Les dispositifs divers mis en place ces dernières années ont été passés au crible, aussi bien des pédagogues et praticiens comme André Ouzoulias, Agnès Paon ou Jean-Michel Zakhartchouk, que par des responsables syndicaux (intervention de Michelle Olivier, du SNUIPP) ou associatifs (intervention de Christophe Paris, de l’AFEV). Et l’évocation de l’expérience finlandaise par une chercheuse a suscité curiosité... et envie. Anne-Charlotte Keller, maire-adjointe qui nous accueillait a bien mis en avant les enjeux politiques forts de ces questions et a incité non à la désespérance, mais au combat pour une autre politique éducative.
Mais ce qui peut-être a le plus donné aussi des raisons d’un optimisme raisonné, mais réel, ce sont les témoignages d’expériences dans les ateliers et les échanges souvent passionnants qui ont suivi. Ici un PPRE qui part vraiment des besoins des élèves, là, en primaire, un « journal des apprentissages » qui permet une appropriation progressive plus forte des compétences nécessaires. Là encore, le récit d’interventions de parents d’élèves ou de l’action de maitres E.
Ce foisonnement de pratiques donnera, sans aucun doute, une publication de grande qualité.
Le colloque s’est prolongé par l’assemblée générale du CRAP-Cahiers pédagogiques, où ont été discutés les projets du mouvement pour les prochains mois. Un dynamisme fort, marqué par le grand nombre d’adhésions qui a suivi l’annonce des mauvais coups ministériels l’été dernier contre le CRAP.

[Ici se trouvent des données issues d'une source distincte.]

PR #652, opened 2019-03-13
Lesson 05 submittal

Percolator787:
Submittal for lesson 05:

- CoffeyDebugging.txt
- recursive.py
- simple.py
- syslogserver.py

### DIFF
--- a/students/Dennis_Coffey/lesson05/CoffeyDebugging.txt
+++ b/students/Dennis_Coffey/lesson05/CoffeyDebugging.txt
@@ -1,0 +1,100 @@
+What is wrong with our logic?
+There is no logic to check or return for the False condition
+
+Why doesn't the function stop calling itself?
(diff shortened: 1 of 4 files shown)


students/Dennis_Coffey/lesson05/CoffeyDebugging.txt
```diff
@@ -0,0 +1,100 @@
+What is wrong with our logic?
+There is no logic to check or return for the False condition
```
ldconejo: Hi Dennis,

The code that executes for the _False_ case (when n is not equal to 2) is _return my_fun(n/2)_, so that's not the problem. The issue is that if the initial value is not a multiple of 2 the loop will never end.

-Luis

ldconejo:
Hi Dennis,

For the logging assignment, your log file should reflect the current date, for example _2019_03_14.log_. Please submit a new pull request with a fix for this.

Regards,

Luis

PR #656, opened 2019-03-14
L09 resubmision with corrections

astrawmyer:
Noticed I did the search multithreaded and then did it again sequentially and extracted the titles from the sequential results in the original submission. This new version has everything sequentially and completes in 1 second.


ldconejo:
Hi Adam,

Thanks for implementing the necessary changes, submission looks good now!

-Luis

PR #660, opened 2019-03-16
Lesson 3 for Review

srepking:


students/srepking/lesson03/context.py
```diff
@@ -0,0 +1,52 @@
...
+              'Restarting the pumps.')
+        return self
+
+
+    def __exit__(self, exc_type, exc_val, exc_tb):
+        #print('__exit__({}, {}, {})'.format(exc_type, exc_val, exc_tb))
+        if exc_type is ValueError:
+            print('Too many boats in Locke. Locke will not operate.')
+            return self
+        else:
```
ldconejo: This _else_ statement is unnecessary, as it is preceded by a _return_ statement (i.e., the rest of the code will only execute if the return statement does not execute, making the _else_ redundant.

PR #665, opened 2019-03-19
Lesson 08 Part 1 & 2

Pjurek3:
* completed part 1 of lesson 08
* did last part in mongo with some airplane data
* also did a lot of refactor on the mailroom for part 2 of lesson 08.  I missed part 1 which is why this is mixed in.  
* refactor is aimed at making mailroom decoupled from database backend.


Pjurek3:
added part 2.  Had a lot of trouble implementing Neo4j and this is just Mongo and Redis.

PR #668, opened 2019-03-20
tbrackney lesson 7

tbrack:


ldconejo:
Hi Travis,

For the Mailroom part, you need to add capabilities to add / delete data (could be donor and / or donation data) to get the full grade. I would recommend you try to finish quizzes 9 & 10, then assignment 10 (which allows you to select from a variety of final projects, memory profiler could be a good option, considering the amount of time left). After 10 is done, move on to the threaded downloader on lesson 9.

Regards,

Luis

PR #671, opened 2019-03-23
Lesson04 Submit

srepking:


students/srepking/lesson04/donors.py
```diff
@@ -0,0 +1,201 @@
...
+            self.to_json(to_file)
+
+    @staticmethod
+    def json_load():
+        """Create an instance of Group and load into this a list of donors
+        from a file written in json format."""
+        with open('json.txt', 'r') as from_file:
+            from_dict = from_file.read()
+            if from_dict == '':
+                return
```
ldconejo: Try to keep you _return_ statements within a method consistent. Your code is set to deal with the _None_ return here, but it's always a good practice for code calling your methods to rely on all possible returns being of the same type (dictionary, string, etc.).

ldconejo:
Hi Shane,

Good job on this one. For filenames, try to use .json as extension for your JSON files. I liked the fact that your code is able to deal with an empty JSON and recover by asking the user for donor data.

Finally, try to audit your code with Pylint or another linter, there are a few minor changes that could be made to improve readability and adherence to PEP8 practices.

Regards,

Luis

srepking:
Thank you for the quick review Luis! I will run code through pylint for
here on out.

srepking:
Hi Luis,
I am not sure I am following you here. Should I just return the actual
dictionary 'from_dict' and deal with it in the calling method instead of
trying to filter the results in this method?

Thank you!
Shane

On peut parier que le thème de l’accompagnement... accompagnera la réflexion du CRAP ces prochains mois.
Jean-Michel Zakhartchouk
Florilège de quelques propos tenus lors du colloque
« La pédagogie de soutien permet de « prouver » que le système scolaire dans le mode simultané fait ce qu’il faut pour évoluer, elle aménage, alors qu’il aurait fallu changer la pédagogie dans la rupture. Le changement intégré dans l’institution ne permet pas le développement de la pédagogie différenciée dont l’institutionnalisation de la pédagogie de soutien a signé la mort. »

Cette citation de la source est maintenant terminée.